How Do You Find Mass From Mass Spec?

You find the mass of an ion (and thus infer the mass of the original molecule or fragment) from a mass spectrum by reading the x-axis value corresponding to the peak. Each peak represents an ion with a specific mass-to-charge ratio (m/z). Since mass spectrometers typically measure ions with a charge of +1, the x-axis effectively represents the mass of the ion in atomic mass units (amu or Da).

Understanding Mass Spectrometry and Mass Determination

Mass spectrometry is an analytical technique used to identify and quantify molecules by measuring their mass-to-charge ratio.
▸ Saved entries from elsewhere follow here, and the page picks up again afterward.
PR #1183, opened 2024-01-08
GDB-9211: Add Pop-Up Menus for JSON-LD Export Selection

VPetrova00:
### **What**
New JSONLD export settings view

### **Why**
In order to export repository in JSONLD format with additional settings.

### **How**
Created a modal for new settings.
Created a new controller for additional settings view.
Created an export service.
Added translations to locale-en.json.


VPetrova00:
What remains to be done:
- a cypress test
- translations in French
- fix an errors with the http get request

VPetrova00:
> What remains to be done:
> 
> * a cypress test
> * translations in French
> * fix an errors with the http get request

Everything is addressed.

src/js/angular/import/templates/exportSettingsModal.html
```diff
@@ -0,0 +1,57 @@
...
+                </label>
+                <div class="col-lg-9">
+                    <select class="form-control" id="wb-JSONLD-mode"
+                            ng-model="currentMode"
+                            ng-options="mode.link for mode in JSONLDModes">
+                    </select>
+                </div>
+            </div>
+
+            <div class="form-group row" ng-if="currentMode.name == 'framed' || currentMode.name == 'frame'">
```
svilenvelikov, line 25: You have already defined the JSONLDModesNames model which should be the source of truth and yet here you hardcode these types. Why? And something more. comparison in javascript must be done always by `===` or `!==`. There should be a really special case in order to use `==`.
So you can extract the names in a enum like object like this
``` javascript
$scope.JSONLDModesNames = $scope.JSONLDModes.reduce(function (acc, cur) {
   acc[cur.name] = cur.name;
   return acc;
}, {});
```
and then check against it here
```
 ng-if="currentMode.name === JSONLDModesNames.framed || currentMode.name == JSONLDModesNames.frame"
```
It'd be even better if we can omit these ^ checks here by having two lists with the repective types like 
```
$scope.JSONLDFramedModes = [JSONLDModesNames.framed, JSONLDModesNames.frame];
$scope.JSONLDContextModes = [JSONLDModesNames.context, JSONLDModesNames.compacted, JSONLDModesNames.flattened];
```
and then here you can just do
```
ng-if="JSONLDFramedModes.indexOf(currentMode.name) > -1"
```

src/js/angular/rest/export.rest.service.js
```diff
@@ -0,0 +1,50 @@
...
+        let url;
+        if (forSelectedGraphs) {
+            url = `${REPOSITORIES_ENDPOINT}/${repo.id}/statements?infer=false&${context}`;
+        } else {
+            if (context) {
+                url = `${REPOSITORIES_ENDPOINT}/${repo.id}/statements?infer=false&context=${graphsByValue[context.value].exportUri}&location=${encodeURIComponent(repo.location)}`;
+            } else {
+                url = `${REPOSITORIES_ENDPOINT}/${repo.id}/statements?infer=false&location=${encodeURIComponent(repo.location)}`;
+            }
+        }
```
svilenvelikov, line 23: There is quite a lot of repetition here. Can you try to simplify this by extracting the url base which is repeated in all branches and then just add on top of it the other parameters.

src/js/angular/rest/export.rest.service.js
```diff
@@ -0,0 +1,50 @@
...
+
+        return $http({
+            url: url,
+            method: 'GET',
+            headers: {
+                'Accept': acceptHeader,
+                'Link': linkHeader
+            },
+            responseType: "blob"
+        }, {timeout: 100}).then(function (res) {
```
svilenvelikov, line 41: Why this timeout was needed?

src/js/angular/rest/export.rest.service.js
```diff
@@ -0,0 +1,50 @@
...
+
+ExportRestService.$inject = ['$http', '$repositories', '$translate'];
+
+const REPOSITORIES_ENDPOINT = 'repositories';
+function ExportRestService($http, $repositories, $translate) {
+    return {
+        getExportedStatementsAsJSONLD
+    };
+
+    function getExportedStatementsAsJSONLD(context, repo, graphsByValue, acceptHeader, linkHeader, auth, forSelectedGraphs) {
```
svilenvelikov, line 13: Document and reorder these parameters a bit. It'd have been better if they were fewer but still.

svilenvelikov (changes requested):

VPetrova00:
Jenkins retry build

VPetrova00:
Jenkins retry build

svilenvelikov (approved):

The process involves ionizing a sample, separating the ions based on their m/z, and detecting the abundance of each ion. The resulting data is displayed as a mass spectrum, which plots the relative abundance of each ion against its m/z value.

Steps to Determine Mass from a Mass Spectrum

1. Identify Peaks: Examine the mass spectrum for distinct peaks. Each peak represents an ion that has reached the detector.
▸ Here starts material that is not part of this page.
PR #1191, opened 2024-01-18
GDB-8998 make line numbers color in yasgui consistent

svilenvelikov:
## What
Make line numbers color in yasgui consistent.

2. Read the m/z Value: For each peak of interest, read the corresponding value on the x-axis. This value represents the mass-to-charge ratio (m/z) of the ion.

3. Determine Mass: Assuming the ions are singly charged (z = 1), the m/z value is effectively equal to the mass (m) of the ion in atomic mass units (amu) or Daltons (Da). If the charge state (z) is different from 1, you need to multiply the m/z value by the charge state to get the mass: m = (m/z) * z.

Identifying Elements and Isotopes

Mass spectrometry is often used to identify elements and their isotopes.

1. Identify the Major Isotope: Find the largest spectral line (the highest peak) on the mass spectrum. This represents the most abundant isotope.

2. Find the Mass of the Major Isotope: Read the corresponding value on the x-axis to determine the mass of the major isotope.

Example

Suppose a mass spectrum shows a prominent peak at m/z = 20. This suggests that an ion with a mass of approximately 20 amu/Da is present in the sample. If the ion is singly charged, its mass is 20 amu/Da. This could correspond to an isotope of neon (²⁰Ne).

Considerations

• Isotopes: Most elements have multiple isotopes, each with a different mass. Mass spectrometry can differentiate between isotopes, resulting in multiple peaks for the same element.
• Molecular Fragmentation: In many mass spectrometry experiments, molecules fragment into smaller ions. This can provide structural information, but it also means that not every peak corresponds to the intact molecule.
• Resolution: The resolution of the mass spectrometer affects the accuracy of mass determination. High-resolution instruments can distinguish between ions with very similar masses.

By carefully analyzing the mass spectrum and understanding the principles of mass spectrometry, you can determine the mass of ions and gain valuable information about the composition and structure of molecules.